Freely subscribe to our NEWSLETTER

These text only emails can look very similar to the regular emails that a business sends and receives. Because there is no URL to rewrite and no attachment to put in a sandbox, so they often bypass Secure Email Gateways (SEG) detection and security filters, and land in an employee’s inbox.

These messages pretend to come from a trusted source. They are often targeted at finance department executives and provide instructions to take an urgent action such as quickly wiring money to a bank account.

This tactic can be compared to a thief using a fake ID at a bank teller to make a withdrawal. In this case, the fake ID is the email itself, purporting to come from the company’s CEO or other trusted individual. The request is to wire a large sum of money directly to a bank account. There is almost always a sense of urgency about the request.

While bank employees may be skilled at spotting fake IDs, employees are generally unskilled at spotting fake emails and will continue to fall for fraudulent email messages, even after receiving training in how to identify them.
Because sending and receiving instructions via email is so commonplace, it is still the perfect platform for mounting a multimillion dollar attack.

According to a study by the Radicati Group, the average employee sends and receives 122 emails a day. Modern email clients often also hide the underlying details of where a message actually came from. Therefore it’s not surprising that employees, even those who have received training on spear phishing, cannot detect the difference between a legitimate request from their CEO and a phony spear phishing email carefully crafted to bypass security protection and appearing to be from a trusted source.

Identifying these text only email attacks becomes an exercise of identifying a needle in a haystack. In one recent case study, Cloudmark found that out of more than 1 million emails, just 19 were text only wire fraud attacks.

These attacks can be significant. In February of 2015, Scoular Co., an Omaha based commodities trader (and one of the top privately held U.S. companies), lost $17.2 million in a spear phishing wire fraud scam.

Just a few months later, Ubiquiti Networks, a San Jose based networking technology company, fell victim to a $46.7 million attack, wiring this sum to a Hong Kong bank account controlled by the attackers.

In January of 2016, fraudsters topped all previous records, making off with $55 million from FACC, an Australian aerospace parts manufacturer.
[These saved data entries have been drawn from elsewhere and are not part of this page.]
PR #6435, opened 2026-05-30
Fix javaY precision

SamB440:
The previous solution caused coordinates like `70.9999999816513`. With this change, coordinates are now correctly `71.0` and the previous y=2 bug remains fixed.

Also reverts a change that made player offsets `1.62f` instead of `1.62001f`. The bedrock player still sends an offset of `1.62001f` which can be shown by printing the packet position they send.

### DIFF
--- a/core/src/main/java/org/geysermc/geyser/entity/EntityDefinitions.java
+++ b/core/src/main/java/org/geysermc/geyser/entity/EntityDefinitions.java
@@ -692,7 +692,7 @@ public final class EntityDefinitions {
 
         EntityDefinition<AvatarEntity> avatarEntityBase = EntityDefinition.<AvatarEntity>inherited(null, livingEntityBase)
             .height(1.8f).width(0.6f)
-            .offset(1.62f)
+            .offset(1.62001f)
             .addTranslator(null) // Player main hand
             .addTranslator(MetadataTypes.BYTE, AvatarEntity::setSkinVisibility)
             .build();
--- a/core/src/main/java/org/geysermc/geyser/entity/EntityDefinitions.java
+++ b/core/src/main/java/org/geysermc/geyser/entity/EntityDefinitions.java
@@ -692,6 +692,7 @@ public final class EntityDefinitions {
 
         EntityDefinition<AvatarEntity> avatarEntityBase = EntityDefinition.<AvatarEntity>inherited(null, livingEntityBase)
             .height(1.8f).width(0.6f)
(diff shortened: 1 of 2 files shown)


core/src/main/java/org/geysermc/geyser/entity/EntityDefinitions.java
```diff
@@ -692,7 +692,7 @@ public final class EntityDefinitions {
 
         EntityDefinition<AvatarEntity> avatarEntityBase = EntityDefinition.<AvatarEntity>inherited(null, livingEntityBase)
             .height(1.8f).width(0.6f)
-            .offset(1.62f)
+            .offset(1.62001f)
```
Camotoy, line 696: Let's mark why we're doing this? E.G. "Player offset sent by Bedrock. Verified on Bedrock 26.23".

SamB440: Done.

core/src/main/java/org/geysermc/geyser/level/physics/CollisionManager.java
```diff
@@ -159,6 +159,8 @@ public BoundingBox getActiveBoundingBox() {
         return playerBoundingBox;
     }
 
+    private static final double PLAYER_OFFSET = Double.parseDouble(Float.toString(EntityDefinitions.PLAYER.offset()));
```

And then in February, the record for the largest loss from a targeted spear phishing wire fraud attack was broken again when Crelan Bank in Belgium reported it lost $76 million.

In a recent study conducted by Vanson Bourne (commissioned by Cloudmark), more than 90 percent of enterprises surveyed said they had been targeted by spear phishing attacks. Most relied on SEG and Anti-Virus (AV) to defend themselves against attacks, but overall they estimated that 83% of spear phishing attacks were getting through their defences. Cybercriminals are getting smarter. It’s time for cyber defences to keep up.

Detecting and preventing these attacks requires the combined use of multiple factors, including behavioural learning, sender reputation and content analysis.
By observing a company users’ individual email patterns, the latest solutions can identify spear phishing attacks by learning typical email behaviour - who, what, when and where normal emails come from – and, using anomaly detection, recognize when that behaviour deviates from company specific known norms. By combining anomaly detection with classification of content, the latest solutions can detect that a message is both anomalous and suspicious and therefore is likely to be malicious. Complete solutions will also combine these new techniques with the existing global data about known bad senders, sender reputation, newly created domains and newly created sending infrastructure.

This type of targeted, intelligent solution can then warn both IT and the email recipient – in real time – that an email is likely malicious and of a financial nature, letting IT decide whether to flag it for recipients to evaluate or quarantine it. Such a solution can also display this information on a visual dashboard that keeps IT informed of attacks as they happen in real time. A solution that combines these four forms of detection – behavioural learning, sender’s reputation and context and content analysis - is a powerful tool in the ever growing fight against spear phishing wire fraud attacks.

Slightly more than half of the enterprises in the Vanson Bourne study said they offer training and education (in varying levels) to employees, trying to maintain a human firewall. In addition to preventing spear phishing threats from getting into the email inbox, intelligent spear phishing solutions can also increase the efficiency and effectiveness of these training programs by showing which employees are most at risk. A top notch solution can display this data in real time as well as over time. This enables companies to reduce costs for training (by training fewer people – those most targeted) or target education more effectively.

The Vanson Bourne survey found that finance and IT departments, along with C-Suite executives, are most often targeted by spear phishing attacks. Knowing precisely who is being attacked and the methods used enables enterprises to counteract these threats more effectively.

Spear phishing is clearly a major and growing problem for businesses, and attacks involving text only messages are increasing. Businesses are continuing to lose greater and greater sums due to these attacks. Companies need a solution that identifies the cybercriminals’ newest tactics – with technology that can detect these needle-in-a-haystack spear phishing wire fraud attacks before they reach the inbox.